By coincidence, the climax of Tangerine was filmed a few blocks from where the Golden Globes ceremony was taking place on the same night. In that sense, is the film showing another side of the glitzy city?

“We always see Los Angeles through the eyes of the industry,” Baker reckons, “and they try to sugar-coat that scene. They try to make it look more glamorous than it really is. And they whitewash it. People should know it’s a humungous city with so many pockets and subcultures and neighbourhoods and locales that are colourful, full of energy and full of life.”

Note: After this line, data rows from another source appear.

PR #4189, opened 2023-07-14
Optimize allocations and copies for SortedRanges.insert when it is effectively an append

jcferretti:
Related to DHE https://github.com/deephaven-ent/iris/pull/651 and https://deephaven.atlassian.net/browse/DH-15310

### DIFF
--- a/engine/rowset/src/main/java/io/deephaven/engine/rowset/impl/sortedranges/SortedRanges.java
+++ b/engine/rowset/src/main/java/io/deephaven/engine/rowset/impl/sortedranges/SortedRanges.java
@@ -2091,7 +2091,7 @@ public abstract class SortedRanges extends RefCountedCow<SortedRanges> implement
         // there are two cases, depending on whether we need to merge our last range with
         // other's first range.
         final SortedRanges result;
-        final int otherFirstPosToRead;  // always the beginning of a range or a singleton (eg, > 0)
+        final int otherFirstPosToRead; // always the beginning of a range or a singleton (eg, > 0)
         final int ourFirstPosToWrite;
         long unpackedLast = unpackedGet(count - 1);
         if (Math.abs(unpackedLast) + 1 == other.first()) {
--- a/engine/rowset/src/main/java/io/deephaven/engine/rowset/impl/sortedranges/SortedRanges.java
+++ b/engine/rowset/src/main/java/io/deephaven/engine/rowset/impl/sortedranges/SortedRanges.java
@@ -2087,8 +2087,82 @@ public abstract class SortedRanges extends RefCountedCow<SortedRanges> implement
         return insertImpl(other, true);
     }
 
+    public final SortedRanges mergeAppend(final SortedRanges other, final boolean writeCheck) {
+        // there are two cases, depending on whether we need to merge our last range with
+        // other's first range.
+        final SortedRanges result;
+        final int otherFirstPosToRead;  // always the beginning of a range or a singleton (eg, > 0)
+        final int ourFirstPosToWrite;
+        long unpackedLast = unpackedGet(count - 1);
+        if (Math.abs(unpackedLast) + 1 == other.first()) {
+            final boolean weEndInRange = unpackedLast < 0;
+            long otherKeyAtPos1 = -1;
+            if (other.cardinality > 1 && (otherKeyAtPos1 = other.unpackedGet(1)) < 0) {
+                // we are merging a full range from other's front at our end.
+                if (weEndInRange) {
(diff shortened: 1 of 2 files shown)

However, Taylor doesn’t want to be pigeonholed. “I don’t want to just focus on trans roles,” she explains. “True enough, I am trans, but I’m far along in my transition that I look just like any other normal girl walking on the street. So I want to play a regular cisgender girl. Just give me regular roles, like everyone else.”

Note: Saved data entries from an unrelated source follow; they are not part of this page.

PR #4190, opened 2023-07-14
Simplify ScriptSession dependencies

niloc132:
This removes the only python init script, and removes an unused groovy init script. The config variables are left in place for now, though they will default to blank.

One slightly unexpected change that this results in is that the `jpy`, `sys`, and `os` modules are no longer imported by default into a python script session - this probably should be considered a feature, but does need to be documented.

In a future patch I'll propose unifying how init scripts are run, so that there is no potential loss in functionality. If reviewers would prefer, I can just go ahead and add those changes here too, though my aim was to let this be a smaller step by itself.


devinrsmith (approved):
Definitely in favor of these types of changes.

jmao-denver (approved):
LGTM

py/server/deephaven_internal/jvm/__init__.py
```diff
@@ -66,3 +66,25 @@ def init_jvm(*args, **kwargs):
             "Unable to initialize JVM, try setting the environment variable JAVA_HOME (JDK 11+ required)") from e
     ready()
     return result
+
+def init_py():
+    """Finishes starting Python to be usable from inside of a Java process. Not intended to be called in cases
+    where there process was start as Python, and Java was started from inside Python.
```
chipkent, line 72:
```suggestion
    where there process was started as Python, and Java was started from inside Python.
```

py/server/deephaven_internal/jvm/__init__.py
```diff
@@ -66,3 +66,25 @@ def init_jvm(*args, **kwargs):
...
+    import sys
+    from deephaven_internal.stream import TeeStream
+
+    # Set stdin to /dev/null to prevent functions (like help()) that attempt to read from stdin from hanging python
+    # execution from within Java.
+    os.dup2(os.open("/dev/null", os.O_RDONLY), 0)
+
+    jpy.VerboseExceptions.enabled = True
+    # If you want jpy to tell you about all that it is doing, change this
+    # jpy.diag.flags = jpy.diag.F_ALL
```
chipkent, line 86: Should this be an ENV controlled option to help us debug users?

chipkent (changes requested):

engine/table/build.gradle
```diff
@@ -10,15 +10,6 @@ sourceSets {
     main {
         resources {
```
rcaudy, line 11: Any chance we want to move these resources to src/main/resources to standardize?

rcaudy (approved):

py/server/deephaven_internal/jvm/__init__.py
niloc132: also fixed there->the

py/server/deephaven_internal/jvm/__init__.py
niloc132: That seems like a decent idea, but in a different PR (i'm just moving the contents of this file so we have one fewer way to screw up startup).

chipkent (approved):

rcaudy (approved):

deephaven-internal:

How-to: https://github.com/deephaven/deephaven.io/issues/3211
Reference: https://github.com/deephaven/deephaven.io/issues/3210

Part of the film’s vibrancy comes from the soundtrack’s chaotic mixture of hyperactive dance tunes, and classical music. “It was about finding the vibe of each scene,” Baker says. ”My addiction to Vine introduced me to trap music, which was the backbone of the movie. I used Soundcloud to reach out to artists directly.” There’s also Harry Horlick’s orchestrated version of “Toyland” popping up throughout. “That was to remind the audience that, at the same time, this is a classic Christmas Eve story.”

True, but it’s also a classic Christmas Eve story with a laugh-out-loud vomit scene. “That was Josh Sussman from Glee,” Baker clarifies. “He was just like, ‘I’ll make it real.’ I show up to set on the day and he has five vodkas in him. I was really worried because he had to be babysat afterwards because he kept vomiting for hours after that scene.”

When Baker’s directorial style is described as a mixture of Curb Your Enthusiasm, Lars von Trier and the Dardennes, he laughs. “It’s actually very influenced by you guys here. British social realism, like Mike Leigh - the way he has scenes where everyone comes together at the end, like in Secrets and Lies and High Hopes.” Does that mean he ran workshops? “That’s how we broke some scenes. We’d sit them down in a room with chairs. I’d say, “We’re on a bus. This is after Mya performed. And… action!”

For all the film’s talking points, whether technical or serious, Tangerine is also a fun viewing experience taking a break from the norm. “How many more times can we see the upper middle-class 35-year-old white couple going through mundane problems?” Baker asks. “I don’t care about that stuff anymore.” Instead, the film offers authenticity, which in turn lifts its humour and emotional impact.

“I said it had to be brutally real and honest,” Taylor adds. “And it is.”